◆ What to produce ◆
Count, in the entries, the lines with "spacing". Answer with the number only.

- - - -

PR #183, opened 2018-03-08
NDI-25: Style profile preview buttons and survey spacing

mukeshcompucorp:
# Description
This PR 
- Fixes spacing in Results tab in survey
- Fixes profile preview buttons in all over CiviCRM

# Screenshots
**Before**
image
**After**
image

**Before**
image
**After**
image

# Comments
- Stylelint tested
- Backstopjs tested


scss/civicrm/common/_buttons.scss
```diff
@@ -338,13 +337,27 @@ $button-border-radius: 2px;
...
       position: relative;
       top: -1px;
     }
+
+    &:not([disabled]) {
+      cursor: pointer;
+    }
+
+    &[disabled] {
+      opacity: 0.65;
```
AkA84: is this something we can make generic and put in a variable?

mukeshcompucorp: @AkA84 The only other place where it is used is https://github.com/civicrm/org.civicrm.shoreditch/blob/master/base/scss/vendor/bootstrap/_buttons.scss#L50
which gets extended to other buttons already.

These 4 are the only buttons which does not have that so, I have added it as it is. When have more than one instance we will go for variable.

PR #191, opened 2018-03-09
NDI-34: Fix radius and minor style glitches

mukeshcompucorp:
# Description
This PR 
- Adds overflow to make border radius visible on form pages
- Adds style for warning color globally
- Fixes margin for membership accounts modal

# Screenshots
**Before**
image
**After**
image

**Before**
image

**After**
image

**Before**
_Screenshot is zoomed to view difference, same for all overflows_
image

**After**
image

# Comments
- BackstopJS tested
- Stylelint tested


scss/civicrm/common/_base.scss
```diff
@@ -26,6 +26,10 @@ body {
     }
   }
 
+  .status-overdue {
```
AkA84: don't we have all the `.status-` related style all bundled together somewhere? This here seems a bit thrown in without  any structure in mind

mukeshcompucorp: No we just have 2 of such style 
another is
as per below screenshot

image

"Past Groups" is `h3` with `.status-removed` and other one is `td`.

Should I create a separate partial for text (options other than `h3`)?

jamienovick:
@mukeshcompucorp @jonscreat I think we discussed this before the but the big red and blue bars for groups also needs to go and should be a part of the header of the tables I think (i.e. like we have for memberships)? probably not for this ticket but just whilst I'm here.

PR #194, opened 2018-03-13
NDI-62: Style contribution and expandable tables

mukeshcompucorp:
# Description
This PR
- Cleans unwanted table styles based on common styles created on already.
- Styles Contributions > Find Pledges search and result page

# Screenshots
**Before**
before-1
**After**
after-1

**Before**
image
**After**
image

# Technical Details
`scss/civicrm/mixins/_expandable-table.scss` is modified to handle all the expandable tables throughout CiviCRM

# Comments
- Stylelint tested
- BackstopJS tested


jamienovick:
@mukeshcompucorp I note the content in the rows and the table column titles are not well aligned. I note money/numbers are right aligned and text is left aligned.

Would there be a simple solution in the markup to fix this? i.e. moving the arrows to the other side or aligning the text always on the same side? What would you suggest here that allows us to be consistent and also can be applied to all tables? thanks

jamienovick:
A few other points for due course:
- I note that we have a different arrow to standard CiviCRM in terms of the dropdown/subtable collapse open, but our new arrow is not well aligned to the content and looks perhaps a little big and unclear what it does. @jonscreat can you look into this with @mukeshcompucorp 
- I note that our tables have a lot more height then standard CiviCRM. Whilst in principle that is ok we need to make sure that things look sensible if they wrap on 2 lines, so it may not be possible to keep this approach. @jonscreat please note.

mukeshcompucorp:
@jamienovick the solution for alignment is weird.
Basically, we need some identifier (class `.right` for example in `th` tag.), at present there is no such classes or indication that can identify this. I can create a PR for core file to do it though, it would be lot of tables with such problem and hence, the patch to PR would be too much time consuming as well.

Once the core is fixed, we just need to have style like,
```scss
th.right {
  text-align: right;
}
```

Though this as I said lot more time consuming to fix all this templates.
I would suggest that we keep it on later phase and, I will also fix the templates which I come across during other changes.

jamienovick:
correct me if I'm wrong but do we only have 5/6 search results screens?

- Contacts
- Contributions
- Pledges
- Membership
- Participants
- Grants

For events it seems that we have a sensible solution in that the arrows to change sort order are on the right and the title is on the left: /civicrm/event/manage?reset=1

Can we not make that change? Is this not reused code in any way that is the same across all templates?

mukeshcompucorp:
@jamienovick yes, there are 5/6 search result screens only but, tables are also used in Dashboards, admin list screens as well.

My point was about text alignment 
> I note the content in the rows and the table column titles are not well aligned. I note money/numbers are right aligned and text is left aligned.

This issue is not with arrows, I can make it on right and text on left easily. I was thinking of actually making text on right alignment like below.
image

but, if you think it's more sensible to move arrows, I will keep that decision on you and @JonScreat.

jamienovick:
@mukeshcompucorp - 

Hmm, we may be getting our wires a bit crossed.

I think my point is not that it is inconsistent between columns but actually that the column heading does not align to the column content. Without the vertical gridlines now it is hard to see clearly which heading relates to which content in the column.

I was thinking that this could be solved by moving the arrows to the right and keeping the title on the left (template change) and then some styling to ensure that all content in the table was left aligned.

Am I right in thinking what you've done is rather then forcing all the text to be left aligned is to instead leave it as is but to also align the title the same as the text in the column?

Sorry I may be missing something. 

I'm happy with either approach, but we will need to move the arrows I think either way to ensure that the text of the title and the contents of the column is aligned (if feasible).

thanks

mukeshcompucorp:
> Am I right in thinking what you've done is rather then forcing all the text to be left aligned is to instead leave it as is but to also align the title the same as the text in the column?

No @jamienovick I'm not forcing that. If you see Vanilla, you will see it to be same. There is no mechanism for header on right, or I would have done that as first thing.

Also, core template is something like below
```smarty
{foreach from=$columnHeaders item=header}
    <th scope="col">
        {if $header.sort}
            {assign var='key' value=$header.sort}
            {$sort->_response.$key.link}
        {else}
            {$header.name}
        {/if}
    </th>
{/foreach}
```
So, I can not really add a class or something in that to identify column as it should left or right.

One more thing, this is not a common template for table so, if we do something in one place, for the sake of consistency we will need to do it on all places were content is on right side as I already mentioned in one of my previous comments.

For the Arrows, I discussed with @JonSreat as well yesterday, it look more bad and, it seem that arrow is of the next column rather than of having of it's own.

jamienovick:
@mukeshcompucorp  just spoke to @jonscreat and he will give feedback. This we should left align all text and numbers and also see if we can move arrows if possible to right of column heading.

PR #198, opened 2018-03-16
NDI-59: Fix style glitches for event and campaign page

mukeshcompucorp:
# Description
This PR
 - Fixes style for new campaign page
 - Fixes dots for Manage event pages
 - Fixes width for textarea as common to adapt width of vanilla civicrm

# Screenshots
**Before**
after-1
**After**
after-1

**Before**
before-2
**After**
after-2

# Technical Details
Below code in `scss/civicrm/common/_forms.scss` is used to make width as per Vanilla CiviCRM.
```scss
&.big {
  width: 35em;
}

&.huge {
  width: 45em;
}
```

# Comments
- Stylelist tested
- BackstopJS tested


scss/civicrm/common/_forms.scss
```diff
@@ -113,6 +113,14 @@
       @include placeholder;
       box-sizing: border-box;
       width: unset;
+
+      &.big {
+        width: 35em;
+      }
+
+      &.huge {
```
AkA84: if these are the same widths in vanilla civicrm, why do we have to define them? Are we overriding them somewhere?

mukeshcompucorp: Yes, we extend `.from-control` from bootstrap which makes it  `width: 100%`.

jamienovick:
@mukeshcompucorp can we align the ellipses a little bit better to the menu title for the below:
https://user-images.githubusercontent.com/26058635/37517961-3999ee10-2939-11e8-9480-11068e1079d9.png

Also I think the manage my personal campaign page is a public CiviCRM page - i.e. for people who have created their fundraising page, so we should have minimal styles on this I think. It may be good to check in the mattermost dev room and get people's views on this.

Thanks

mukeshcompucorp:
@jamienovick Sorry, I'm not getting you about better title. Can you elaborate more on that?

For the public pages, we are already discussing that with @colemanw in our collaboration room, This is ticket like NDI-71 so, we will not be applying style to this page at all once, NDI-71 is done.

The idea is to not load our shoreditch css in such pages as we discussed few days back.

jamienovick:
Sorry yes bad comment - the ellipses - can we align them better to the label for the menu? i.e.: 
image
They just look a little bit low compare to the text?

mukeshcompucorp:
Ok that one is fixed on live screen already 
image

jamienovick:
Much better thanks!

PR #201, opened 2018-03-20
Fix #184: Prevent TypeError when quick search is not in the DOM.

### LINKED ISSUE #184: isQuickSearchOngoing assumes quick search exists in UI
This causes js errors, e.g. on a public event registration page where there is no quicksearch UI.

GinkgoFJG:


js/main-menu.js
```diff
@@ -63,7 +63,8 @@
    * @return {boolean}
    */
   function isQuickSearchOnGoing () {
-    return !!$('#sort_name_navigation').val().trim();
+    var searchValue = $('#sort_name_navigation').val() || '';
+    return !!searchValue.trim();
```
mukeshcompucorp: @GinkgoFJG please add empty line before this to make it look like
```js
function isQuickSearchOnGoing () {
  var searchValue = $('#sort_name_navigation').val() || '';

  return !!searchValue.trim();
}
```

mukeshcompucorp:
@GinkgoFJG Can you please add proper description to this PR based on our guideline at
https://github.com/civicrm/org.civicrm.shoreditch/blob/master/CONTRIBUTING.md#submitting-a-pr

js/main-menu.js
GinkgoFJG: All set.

- - - -

◆ Exercise answer ◆
2